■ PROBLEM DESCRIPTION: Go through the material and set down every line without alteration.

EXERCISE MATERIAL below:

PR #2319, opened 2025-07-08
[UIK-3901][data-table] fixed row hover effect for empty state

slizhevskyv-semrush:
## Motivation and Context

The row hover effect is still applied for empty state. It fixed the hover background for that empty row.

End of EXERCISE MATERIAL.

■ RESULT OF THIS TASK:
PR #2319, opened 2025-07-08
[UIK-3901][data-table] fixed row hover effect for empty state

slizhevskyv-semrush:
## Motivation and Context

The row hover effect is still applied for empty state. It fixed the hover background for that empty row.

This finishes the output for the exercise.